U.N. says there is hope for Yemen if funds are forthcoming


By Tom Miles

GENEVA (Reuters) - Yemen, home to what Washington considers al Qaeda's most dangerous wing, has the chance of a bright future, the top U.N. official in the country said on Thursday, but needs help to deal with a major humanitarian crisis that threatens its stability.

Ismail Ould Cheikh Ahmed, the U.N. humanitarian coordinator for Yemen, also told reporters at a briefing in Geneva that poverty, unemployment and scarce water supplies meant its recovery was still precarious.

"This is a situation that is full of hope," Ould Cheikh Ahmed said. "It is often quoted as an example. People say: 'Why don't we use the model of Yemen for the region?'

"The problem is, I'm saying to the world it could collapse today because many of the Yemenis, half of the population, need food assistance, need medical assistance. There is no water access. The youth cannot find jobs."

Yemen's humanitarian problems, including its one million malnourished children, were partly the result of decades of mismanagement, he added.

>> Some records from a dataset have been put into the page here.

Issue #571, opened 2024-06-02
[Feature] Documentation request


NathanC:
**What would you like to be added?**

An overview of software installed/reasons they were chosen. Basically a high level table breakdown of the core decisions made here and packages used.

**How will it help**

I have no context for a lot of this. I've used Arch extensively, but never tiling windows managers and never waylands. I just went through the hyprland setup and got the baseline working and set up waybar, but for this install setup I can't even tell what status bar is being used because I don't even know the names of any of them.

Basically, if you want this to be useful to newcomers to hyprland, bridging the context gap by an overview of high level decisions made and core software (what status bar, what notification daemon, QT vs GTK etc) would be helpful.

I'm just looking for some more documentation to counter the [curse of knowledge](https://en.wikipedia.org/wiki/Curse_of_knowledge). You have a wiki so seems like it's something in line with what you're trying to do here, and this would have been really helpful to me. Thanks for maintaining this!

end-4:
I honestly totally forget what software is installed, except the ones I mainly work with like 
- Hyprland (the window manager (more technically-accurate term is compositor))
- AGS (a GTK widget system, responsible for the bar)

If you're going to ask me to tell you what a random package on your system is for, I'll probably shrug

end-4:
ughhhhh
So do you want me to make an overview of stuff that were installed by the dotfiles install script or do you want a general utility that explains everything on your system?

NathanC:
lol no, not looking for something to explain everything on my system. 

> AGS (a GTK widget system, responsible for the bar) 

Would have been very useful in the wiki or top level README, along with fuzzle etc, just a brief section on core components/first layer of the dependency tree. By the time you responded, I figured that's what was creating the bar, but it wasn't at all clear at first. Looking for reasonable *entry points* into Googling, that's all.

With the documentation you have and the stated focus on having an accessible system, figured I'd be worth saying what I wished was there as a top-level overview. If you're cool with it, I can add a brief section in the README as I'm digging through this, even just a little bullet point list with stuff like "AGS (a GTK widget system, responsible for the bar) " would be helpful to people.

PR #574, opened 2024-06-02
Update README.md with software choices, intro, and formatting  tweaks

NathanC:
Some changes I would have found helpful, re: https://github.com/end-4/dots-hyprland/issues/571.

lmk if you don't like the formatting changes, I can revert, they're neither here nor there.  Liked your centered header, and wanted to continue that with a sort of "dots" theme

Also copied the wiki intro since it's clean/succinct, and updated a dead branch that's been merged into main.

I like the install script, it's pretty clean having a deps config like this.


end-4:
i like the centered headers, thanks

PR #577, opened 2024-06-03
Substitutions again

### LINKED ISSUE #572: [Issue] Substitutions in user_config broken
- **I have read the [Usage](https://end-4.github.io/dots-hyprland-wiki/en/i-i/02usage) and the [Troubleshooting](https://end-4.github.io/dots-hyprland-wiki/en/i-i/03troubleshooting) pages of the wiki**
- **I have made sure that both my config and system packages are up to date**
- Linux distro: Opensuse Tumbleweed

---
## The issue

Just tried to substitute an app icon and it gave me a wrong config notification. There was a check added a week, ig that broke substitutions. It looks for the specific app name as option in the user_config template, doesn't find it and complains.

myryk31415:
New pull request since I messed up the last one. My bad.

Fixes #572 . The check whether the config option exists doesn't happen for substitutions and regexSubstitutions anymore since we want to be able to add new options there.


end-4:
thanks

PR #580, opened 2024-06-04
Only show 1 digit after decimal point for battry percentage

cheyao:
Keep only one digit after the dots on the battery icon.

Before:
swappy-20240604-180026
After:
swappy-20240604-180038


end-4:
thanks

PR #584, opened 2024-06-05
Improvements for vertical screens

myryk31415:
- Width and height now are correct if the screen is vertical.
- `short` mode for the bar. Only used if the screen has a width smaller than a certain value and currentShellMode is `normal`.

That fixes the logout menu not being in the center of the screen and the bar being cursed on vertical screens.

Issues:
- The treshold for `short` mode was chosen arbitrarily (currently 1800, cause that is smaller than 1920). It works for vertical 1920x1080 screens but might not for other sizes.
- The sidepanels are stretched a lot, but look otherwise normal so ig thats fine.
- Overview is still wider than the screen, one way to fix this would be to switch the amount of columns and rows for vertical screens, but that probably doesn't always work.

For horizontal screens nothing should have changed.
Any feedback and ideas are appreciated :)


myryk31415:
I set the threshold to 1400px so people who have some resolution lower than 1920 don't have the short bar unless necessary.

The overview is still to wide but I dont really wanna fix it rn. The rest are improvements nonetheless and there should be no changes for vertical screens so this can be merged if there are no issues.

end-4:
Good idea, but I think it could be done better
1. Errors:
  ```
  (com.github.Aylur.ags:5589): Gtk-WARNING **: 06:48:04.209: Attempting to add a widget with type Ags_Revealer to a 
container of type Ags_Box, but the widget is already inside a container of type Ags_Box, please remove the widget from its existing container first.
  ```
2. Why make a "short" mode when we can just hide components of the normal bar?
3. I think maybe there's a way to get the font size for a more educated guess whether or not we should declutter the bar

myryk31415:
Oh I didn't even think of that. Guess that's a better solution.

Using the font size and the width of the elements to check whether that's wider than the screen could be possible.
Than it might be possible to hide more and more elements depending on the screen width. That would fix work as a fix for the overview as well. Imma look into it when I have time.

end-4:
we've moved from ags to quickshell so this is no longer valid, and the new quickshell version already has "short" mode for narrow screens
thanks and sorry

myryk31415:
Not like I was actively working on it :D. And if there is a short mode already even better.

PR #587, opened 2024-06-06
Search customizing

myryk31415:
One bugfix: if the blocked website array is empty there is no `-site:` anymore

And added user options to turn search features on and off.
Also there is a new NoResultsButton (maybe it shouldn't be a button lol) so the search result list is never completly empty.

Also I'm wondering whether the Buttons could be changed so they can also be used when pressing enter, so all the conditions in onAccept could be skipped. Might try some stuff tomorrow (its 3:46am)

### DIFF
--- a/.config/ags/modules/overview/windowcontent.js
+++ b/.config/ags/modules/overview/windowcontent.js
@@ -8,7 +8,7 @@ const { execAsync, exec } = Utils;
 import { execAndClose, expandTilde, hasUnterminatedBackslash, couldBeMath, launchCustomCommand, ls } from './miscfunctions.js';
 import {
     CalculationResultButton, CustomCommandButton, DirectoryButton,
-    DesktopEntryButton, ExecuteCommandButton, SearchButton, AiButton
+    DesktopEntryButton, ExecuteCommandButton, SearchButton, AiButton, NoResultButton,
 } from './searchbuttons.js';
 import { checkKeybind } from '../.widgetutils/keybind.js';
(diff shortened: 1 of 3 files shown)


myryk31415:
Now instead of all the checks it just executes the "action" of the first item in the list

myryk31415:
Now the order of results and the actions are just in one place: the `onChange` function for the order of the items, and searchbuttons file for the actions

myryk31415:
This makes further features like maybe a configurable order of the results easier as well.

myryk31415:
Should be good to go now, unless some issue arises from taking all that stuff out?

myryk31415:
1. Are you just busy or are there any problems with the changes? :)

.config/ags/modules/overview/windowcontent.js
```diff
@@ -162,22 +119,22 @@ export const SearchAndWindows = () => {
             _appSearchResults = Applications.query(text);
 
             // Calculate
-            if (couldBeMath(text)) { // Eval on typing is dangerous; this is a small workaround.
+            if (userOptions.search.enableMathResults && couldBeMath(text)) { // Eval on typing is dangerous; this is a small workaround.
```
end-4, line 122: hmm copy pasted comment. my bad

end-4 (approved):
code looks good

myryk31415:
Great :). Have a good day

end-4:
repeating "enable..." options felt weird so i changed those

PR #597, opened 2024-06-10
Adding mute indicator to ags

Soliprem:
It's already present in the hyprland config, but right now it hidden by the indicator. Really small fix. I included the icon in the text, but I guess it could also be added to assets and be handled from there, if it causes issues. On my machine it works fine, though


Soliprem:
I wanted (and tried) to add it using ../.commonwidgets/MaterialIcons, but I couldn't manage to understand it right now, and it's exams season. If it's an easy fix, it'd probably be the best course of action

l4v3nx:
smth like this works fine https://github.com/l4v3nx/dots-hyprland/commit/a3a87a3440081aa112157df5c9141d0095d7e7f1

Soliprem:
I think the taskbar indicator serves the purpose better

PR #601, opened 2024-06-10
Keybind path

myryk31415:
I added the option to change the path to the keybind.conf (since mine is not at the same place).
Also included a check so people get a notification if they entered an incorrect path. `~` in the path now works as well.

The keybindList and keybindListfunc probably be done simpler I just didn't know how.

### DIFF
--- a/.config/ags/modules/.configuration/user_options.js
+++ b/.config/ags/modules/.configuration/user_options.js
@@ -56,8 +56,10 @@ let configOptions = {
             'default': "auto",
         },
     },
-    'configPaths': {
-        'keybinds': "", //custom path to keybinds.conf for the cheatsheet
+    'cheatsheet': {
+        'keybinds': {
+            'configPath': "" // Path to hyprland keybind config file. Leave empty for default (~/.config/hypr/hyprland/keybinds.conf)
+        }
     },
     'gaming': {
         'crosshair': {
--- a/.config/ags/modules/.configuration/user_options.js
+++ b/.config/ags/modules/.configuration/user_options.js
@@ -56,6 +56,9 @@ let configOptions = {
             'default': "auto",
         },
     },
+    'configPaths': {
+        'keybinds': "",
+    },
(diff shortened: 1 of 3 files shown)


.config/ags/modules/.configuration/user_options.js
```diff
@@ -56,6 +56,9 @@ let configOptions = {
             'default': "auto",
         },
     },
+    'configPaths': {
```
end-4: idk why but i don't like this section name

.config/ags/modules/cheatsheet/keybinds.js
```diff
@@ -5,13 +5,22 @@ import Widget from "resource:///com/github/Aylur/ags/widget.js";
...
-const HYPRLAND_KEYBIND_CONFIG_FILE = `${GLib.get_user_config_dir()}/hypr/hyprland/keybinds.conf`;
+const HYPRLAND_KEYBIND_CONFIG_FILE = userOptions.configPaths.keybinds ?
+    userOptions.configPaths.keybinds : `${GLib.get_user_config_dir()}/hypr/hyprland/keybinds.conf`;
 const KEYBIND_SECTIONS_PER_PAGE = 3;
-const keybindList = JSON.parse(
-    Utils.exec(
-        `${App.configDir}/scripts/hyprland/get_keybinds.py --path ${HYPRLAND_KEYBIND_CONFIG_FILE}`,
-    ),
-);
+const keybindListfunc = () => {
```
end-4: ugh let's call this `getKeybindList`?

.config/ags/modules/.configuration/user_options.js
myryk31415: what would you name it? I tried to make it a group where other custom paths fit as well if ever needed

myryk31415:
`'customPaths'`, `'fileLocations'`, `'filePaths'`, `'customDirectorys'` or rather something completely different?

Issue #513, opened 2024-05-19
[Feature] Manage VPN connections


Cu3PO42:
**What would you like to be added?**

I'd love for the control panel on the right to also offer the option to connect to VPNs cofigured via Network Manager. I imagine it looking very similar to the menu already present for Wi-Fi connections, where clicking one would trigger a connection.

**How will it help**

I have several (corporate) VPNs that I might connect to (and disconnect from) multiple times a day. I currently use nm-applet for VPNs, but since Illogical Impulse already covers other networking, it would be nice to centraiize all network config there.

Ghanshyam-shaktawat:
hey greate idea. I also needed something like this as i have stuff i do with vpn. So I create my own version of it. I just create a toggle button on the right side menu next to the toggle wifi button which use the ags networking widget to connect to a praticular vpn connection. The vpn uuid is needed to be used for connection which i stored in userOptions.ags file. If u want i can share the code as a temperarly solution.

Altough about listening the vpn connections on the sidebar like wifi  is not hard to do.  Using nmcli we get get different vpn's and there uuid's which we can used to connect to with the help of ags network widget. I can implementing it and making a pr but i got exams and will be free after 3 June.

Cu3PO42:
You don't even need to invoke `nmcli`, you can directly use the NM library via GIR. It's also wrapped by AGS. What will take some care is that connecting to VPNs can also incur various prompts, for example providing credentials for external PKCS11 devices.

pandalec:
Yeah like GNOME is doing it, e.g. https://gitlab.gnome.org/GNOME/gnome-shell/-/issues/6656

hoovad:
https://github.com/end-4/dots-hyprland/pull/1813
?

mambucodev:
+1

PR #614, opened 2024-06-15
[Feature] VPN Configuration

ArkjuniorK:
Enable VPN configuration from side right and display status icon whenever VPN connected


ArkjuniorK:
Looks like someone has same feature request [#513](https://github.com/end-4/dots-hyprland/issues/513)

alr86:
Change icon to "key" instead of "lock"(like Android)

enessmr:
Put the VPN opener/closer when lmb and configure vpn when rmb in quicktoggles.. the indicator to sideright of bar so it  detects when a VPN is running it shows the key icon

AD-Archer (approved):

end-4:
no longer valid after the transition from ags to quickshell
sorry for never getting to reviewing this and thanks

PR #625, opened 2024-06-17
Increase the idle and suspend time for user convenience

chrollorifat:
3/4 minutes is such a inconvenience as a idle and suspend time. So I increased it to a fair number.

### DIFF
--- a/.config/hypr/hypridle.conf
+++ b/.config/hypr/hypridle.conf
@@ -7,17 +7,17 @@ general {
 }
 
 listener {
-    timeout = 180 # 3mins
+    timeout = 2340 # 39 mins
     on-timeout = $lock_cmd
 }
 
 listener {
-    timeout = 240 # 4mins
+    timeout = 2400 # 40 mins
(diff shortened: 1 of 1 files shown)


end-4:
It's subjective.
You're free to set it on your system, but I do not want these values. Thank you.

chrollorifat:
okay, but why so passive-aggressive, bro?!

end-4:
i figured i'd use proper capitalization/punctuation when refusing in general so clowns wouldn't have a chance to mess with me, but i didn't think it would appear as too serious and interpreted as agressive lol

chrollorifat:
haha...It caught me off-guard..

chrollorifat:
@end-4 btw, is there a telegram or discord where we can discuss/talk about issues before engaging in github?!

end-4:
i don't use telegram
as for discord, (1) idk how much interest there would be and (2) @clsty wouldn't be able to join since he's in china. you can dm me though (`@end_4`)

PR #626, opened 2024-06-17
hypridle: fix monitor not turning off after manual lock

moetayuko:
The dpms off timer is not triggering for me after manually locking the screen via Win+L shortcut, and this commit magically fixes it. It just works, dunno why.

Derived from the example at the bottom of https://wiki.hyprland.org/Hypr-Ecosystem/hypridle/


end-4:
magic indeed

PR #1648, opened 2025-07-15
hyprland: add window rules for xdg-portal file dialogs

nahilrasheed:
## Describe your changes
Added new windowrulev2 entries to float and center file picker dialogs with titles like "wants to save" and "wants to open".

eg; drive.google.com wants to save
       drive.google.com wants to open

Yes, it's ready.


end-4:
uhhh sure
what browser is that though? i don't get tiled dialogs for both firefox and chrome

nahilr:
brave

PR #1653, opened 2025-07-15
feat: power-profile switcher in topbar

Ninjdai1:
## Describe your changes

Adds a power profile toggle to the topbar, using PowerProfiles from quickshell and power-profiles-daemon
Disabled by default

I didn't encounter any bug while testing and it's a pretty simple feature.
I don't really like the js `switch`es in the click event, but as it's a 3-options toggle I didn't really see a better way to implement it, please lmk if I should change that.

### DIFF
--- a/.config/quickshell/ii/modules/bar/UtilButtons.qml
+++ b/.config/quickshell/ii/modules/bar/UtilButtons.qml
@@ -104,5 +104,38 @@ Item {
                 }
             }
         }
+
+        Loader {
+            active: Config.options.bar.utilButtons.showPerfProfileToggle
+            visible: Config.options.bar.utilButtons.showPerfProfileToggle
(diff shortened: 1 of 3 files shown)


mooncoffee1:
is still merged? how can we activate it? let us know pls

end-4:
uhh thanks

mooncoffee1:
just a question, the icons are not soo intuitive for the power profiles, how we can edit, to add our icons?

end-4:
edit that UtilButtons file
i don't think adding a config option for that is a good idea because there would be no end to making such options if i made one

Radrahil:
I don't seem to see any change in the icon when I click it. What packages do I need to install for this?

end-4:
power profiles daemon

PR #1656, opened 2025-07-16
Fix monitor offset w/ left-of-center monitors in overview

1cebp:
## Describe your changes
Fixes the overview window having incorrect monitor offsets when a monitor is left-of-center. This manifests as the window positions not being aligned with the correct workspace on that monitor.

Tested on a triple monitor setup and with dual/single monitors.


end-4:
thank you!

PR #1659, opened 2025-07-17
Fix the theme color of the settings page; Update translations

xiaomeng2004:
Fix the theme color settings not working (sorry, I mistakenly deleted the import "root:/services")
Add partial translation


end-4:
Thanks

PR #1660, opened 2025-07-17
Add NVIDIA glitching + new browser

Nouvborne:
Added NVIDIA in env and new browser in keybinds (useless fork but might help a bit)


Nouvborne:
I am too sleepy to modify installer to check for nvidia card maybe later

.config/hypr/hyprland/env.conf
```diff
@@ -20,5 +20,9 @@ env = QT_QPA_PLATFORMTHEME, kde
 # ######## Virtual envrionment #########
 env = ILLOGICAL_IMPULSE_VIRTUAL_ENV, ~/.local/state/quickshell/.venv
 
-# ############ Others #############
+# ######## Uncomment if you use NVIDIA GPU #########
+#env = LIBVA_DRIVER_NAME,nvidia
+#env = __GLX_VENDOR_LIBRARY_NAME,nvidia
+#env = ELECTRON_OZONE_PLATFORM_HINT,autos
```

Yemen was ruled for more than 30 years by Ali Abdullah Saleh before he was forced out after months of protests early last year in one of several Arab Spring revolutions.

A transitional government is now in power, under a process which should bring a new constitution by the end of 2013 and new presidential and parliamentary elections in early 2014.

"Finally we are having a situation in the Middle East where we have a chance of the transition succeeding," Ould Cheikh Ahmed said.

But the transitional government lacks the mandate to take tough steps, including cracking down on qat, a mild stimulant leaf that most Yemeni adults chew regularly, sometimes with adverse effects on productivity.

It is also a serious drain on water supplies in a country where 13 million people out of a population of some 24 million have no access to safe drinking water.

The interim government has managed to improve security by driving militants from al Qaeda in the Arabian Peninsula (AQAP) out of the Abyan region in the south, Ould Cheikh Ahmed said.

"But unfortunately what you see there is that every single house has been destroyed. The mosque has been destroyed. The governor's house has been destroyed, the schools, the hospitals."

AQAP has emerged as one of al Qaeda's most active and ambitious branches, and despite the setbacks it suffered in the U.S.-backed military offensive in Yemen, it continues to launch attacks on the army and security apparatus.

The United Nations estimates it needs $716 million this year for Yemen's humanitarian needs, including 300,000 mainly Somali refugees, but has only received 28 percent of that so far.

If Yemen can remain stable, it has the opportunity to tap large reserves of private investment including from Yemenis in neighboring oil exporter Saudi Arabia, Ould Cheikh Ahmed said.